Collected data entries
PR #514, opened 2026-04-16
refactor: migrate PR datetime fields to parse_github_iso_to_utc and deprecate cst wrapper

fansilas:
## Summary

PR #474 introduced `parse_github_iso_to_utc` and rewrote `parse_github_timestamp_to_cst` as a thin wrapper around it (`parse_github_iso_to_utc(...).astimezone(CHICAGO_TZ)`). That left the nine callsites in `gittensor/classes.py` still on the older name. This change migrates those callsites and marks the wrapper with a `DeprecationWarning`, so a follow-up release can drop both the wrapper and the `pytz` dependency once any out-of-tree consumers have had a cycle to migrate.

The migration is behavior-preserving for the downstream arithmetic actually performed on these fields in this codebase (subtraction, comparison, `min`/`max`), all of which are timezone-independent for tz-aware datetimes. No code in the codebase formats the affected fields as zone-localized strings, and no test asserts on Chicago timezone output. The wrapper, `CHICAGO_TZ`, and the `pytz` dependency are intentionally retained this cycle so any external caller is given a deprecation cycle before removal.

This PR is deliberately narrow. The scope here is a single focused step: migrate the nine remaining callsites, attach a deprecation marker, and leave wrapper removal plus the `pytz` drop to a follow-up.

## Related Issues

N/A. Builds on #474.

## Type of Change

- [x] Refactor

## Testing

- [x] Tests added/updated
- [x] Manually tested

New `tests/validator/test_datetime_utils.py` covers `parse_github_iso_to_utc` directly (the helper had no prior tests), with cases for the `Z` suffix, numeric UTC offsets, naive input, equivalent-moment equality across zones, isoformat round-trip idempotency, and surrounding whitespace. The CST wrapper is also covered by a deprecation test and a moment-equality test against the UTC helper.

Local verification:

- `ruff check`: clean
- `ruff format --check`: clean
- `pyright` on `gittensor/`: 0 errors
- `pytest tests/`: 317 passed
- `pytest tests/ -W "error::DeprecationWarning:gittensor.validator.utils.datetime_utils"`: 317 passed (confirms no remaining internal caller of the deprecated wrapper)

## Checklist

- [x] Self-review completed

### DIFF
--- a/gittensor/classes.py
+++ b/gittensor/classes.py
@@ -224,7 +224,7 @@ class PullRequest:
     @classmethod
     def from_graphql_response(cls, pr_data: dict, uid: int, hotkey: str, github_id: Optional[str]) -> 'PullRequest':
         """Create PullRequest from GraphQL API response for any PR state."""
-        from gittensor.validator.utils.datetime_utils import parse_github_timestamp_to_cst
+        from gittensor.validator.utils.datetime_utils import parse_github_iso_to_utc
 
         repository_full_name = parse_repo_name(pr_data['repository'])
         pr_state = PRState(pr_data['state'])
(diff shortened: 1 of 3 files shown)


anderdc:
**Closing -- we use CST intentionally.** The team and server are CST, so `parse_github_timestamp_to_cst` is the correct function for our use case. It doesn't need to be deprecated or migrated away from.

[Assigned task]: Beginning at the top of the data, please return every line until and including the line containing "PR #474 introduced", copied exactly, and nothing past it.

[Finished exercise]:
PR #514, opened 2026-04-16
refactor: migrate PR datetime fields to parse_github_iso_to_utc and deprecate cst wrapper

fansilas:
## Summary

PR #474 introduced `parse_github_iso_to_utc` and rewrote `parse_github_timestamp_to_cst` as a thin wrapper around it (`parse_github_iso_to_utc(...).astimezone(CHICAGO_TZ)`). That left the nine callsites in `gittensor/classes.py` still on the older name. This change migrates those callsites and marks the wrapper with a `DeprecationWarning`, so a follow-up release can drop both the wrapper and the `pytz` dependency once any out-of-tree consumers have had a cycle to migrate.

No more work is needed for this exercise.